PR #1823, opened 2020-10-01
fix: add missing dependency parseurl

merceyz:
Adds a missing dependency `parseurl`

Fixes https://github.com/yarnpkg/berry/issues/1911
Fixes https://github.com/elastic/apm-agent-nodejs/issues/1822

### Checklist

### DIFF
--- a/package.json
+++ b/package.json
@@ -180,6 +180,14 @@
     "wait-on": "^3.3.0",
     "ws": "^7.2.1"
   },
+  "peerDependencies": {
+    "parseurl": "^1.3.3"
+  },
+  "peerDependenciesMeta": {
+    "parseurl": {
+      "optional": true
+    }
+  },
   "greenkeeper": {
     "ignore": [
       "inquirer"


merceyz:
In the ICLA document it asks for `Title`, what exactly is it after?

astorm:
Hey @merceyz, nice to meet you and thanks for making this initial PR.  

Regarding your question, the folks at `cla-questions@elastic.co` are the ultimate authority when it comes to questions about the CLA, but Re: _asks for `Title`, what exactly is it after?_, I believe it's looking for your job title.  "Senior Software Engineer, CEO, President, Vice Co-President of the Americas Region, etc."  That sort of thing.  Does that make sense?

Regarding this PR generally, looking over our source it seems like the only place we're still referencing the `parseurl` library is over in [`express-utils.js`](https://github.com/elastic/apm-agent-nodejs/blob/master/lib/instrumentation/express-utils.js).  If the `parseurl` module is _not_ present we define our own polyfill, and then the `getPathFromRequest` uses whatever version is defined to parse the URL and return the `pathname`.

Put another way -- the fact that this module is missing from `package.json` looks like a deliberate choice.  Don't have it installed?  You get our URL parsing.  Have it installed?  You get `parseurl` parsing. 

Thinking out loud about this -- it may be that having this conditional `parseurl` module behavior may have outlived whatever usefulness it's had in the past. it may be time to drop it and rely solely on the parsing in `lib/parsers.js`.  To do this we'd want to 

1. Confirm that the elastic parsing functionality is equivalent to the `parseurl` functionality (and enshrine this in a test)

2. Remove the `require('parseurl')` try/catch block from `express-utils.js`

Do you think you'd be up for that @merceyz

merceyz:
> Regarding your question, the folks at cla-questions@elastic.co are the ultimate authority when it comes to questions about the CLA, but Re: asks for Title, what exactly is it after?, I believe it's looking for your job title. "Senior Software Engineer, CEO, President, Vice Co-President of the Americas Region, etc." That sort of thing. Does that make sense?

That makes perfect sense if I was signing the CLA for "A company wanting its employees to contribute" but as an individual it doesn't really make sense to me.

> Put another way -- the fact that this module is missing from package.json looks like a deliberate choice. Don't have it installed? You get our URL parsing. Have it installed? You get parseurl parsing.

Sounds like it should be an optional peer dependency then

> Do you think you'd be up for that

I'm afraid I don't have the time to do that, i've changed it to a optional peer dependency and i'll leave it up to you what to do next

astorm:
> I'm afraid I don't have the time to do that, i've changed it to an optional peer dependency and i'll leave it up to you what to do next

Totally reasonable -- you've already gone above and beyond.   Thanks again for bringing this to our attention. 

We're going to close this out in favor on [this new issue to remove the `parseurl` dependency from the agent](https://github.com/elastic/apm-agent-nodejs/issues/1884). 

If anyone has additional conversation around this we can move it over there.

__What the task requires__. Copy out the data shown above in full. Match it exactly.

__Result__.
PR #1823, opened 2020-10-01
fix: add missing dependency parseurl

merceyz:
Adds a missing dependency `parseurl`

Fixes https://github.com/yarnpkg/berry/issues/1911
Fixes https://github.com/elastic/apm-agent-nodejs/issues/1822

### Checklist

### DIFF
--- a/package.json
+++ b/package.json
@@ -180,6 +180,14 @@
     "wait-on": "^3.3.0",
     "ws": "^7.2.1"
   },
+  "peerDependencies": {
+    "parseurl": "^1.3.3"
+  },
+  "peerDependenciesMeta": {
+    "parseurl": {
+      "optional": true
+    }
+  },
   "greenkeeper": {
     "ignore": [
       "inquirer"


merceyz:
In the ICLA document it asks for `Title`, what exactly is it after?

astorm:
Hey @merceyz, nice to meet you and thanks for making this initial PR.  

Regarding your question, the folks at `cla-questions@elastic.co` are the ultimate authority when it comes to questions about the CLA, but Re: _asks for `Title`, what exactly is it after?_, I believe it's looking for your job title.  "Senior Software Engineer, CEO, President, Vice Co-President of the Americas Region, etc."  That sort of thing.  Does that make sense?

Regarding this PR generally, looking over our source it seems like the only place we're still referencing the `parseurl` library is over in [`express-utils.js`](https://github.com/elastic/apm-agent-nodejs/blob/master/lib/instrumentation/express-utils.js).  If the `parseurl` module is _not_ present we define our own polyfill, and then the `getPathFromRequest` uses whatever version is defined to parse the URL and return the `pathname`.

Put another way -- the fact that this module is missing from `package.json` looks like a deliberate choice.  Don't have it installed?  You get our URL parsing.  Have it installed?  You get `parseurl` parsing. 

Thinking out loud about this -- it may be that having this conditional `parseurl` module behavior may have outlived whatever usefulness it's had in the past. it may be time to drop it and rely solely on the parsing in `lib/parsers.js`.  To do this we'd want to 

1. Confirm that the elastic parsing functionality is equivalent to the `parseurl` functionality (and enshrine this in a test)

2. Remove the `require('parseurl')` try/catch block from `express-utils.js`

Do you think you'd be up for that @merceyz

merceyz:
> Regarding your question, the folks at cla-questions@elastic.co are the ultimate authority when it comes to questions about the CLA, but Re: asks for Title, what exactly is it after?, I believe it's looking for your job title. "Senior Software Engineer, CEO, President, Vice Co-President of the Americas Region, etc." That sort of thing. Does that make sense?

That makes perfect sense if I was signing the CLA for "A company wanting its employees to contribute" but as an individual it doesn't really make sense to me.

> Put another way -- the fact that this module is missing from package.json looks like a deliberate choice. Don't have it installed? You get our URL parsing. Have it installed? You get parseurl parsing.

Sounds like it should be an optional peer dependency then

> Do you think you'd be up for that

I'm afraid I don't have the time to do that, i've changed it to a optional peer dependency and i'll leave it up to you what to do next

astorm:
> I'm afraid I don't have the time to do that, i've changed it to an optional peer dependency and i'll leave it up to you what to do next

Totally reasonable -- you've already gone above and beyond.   Thanks again for bringing this to our attention. 

We're going to close this out in favor on [this new issue to remove the `parseurl` dependency from the agent](https://github.com/elastic/apm-agent-nodejs/issues/1884). 

If anyone has additional conversation around this we can move it over there.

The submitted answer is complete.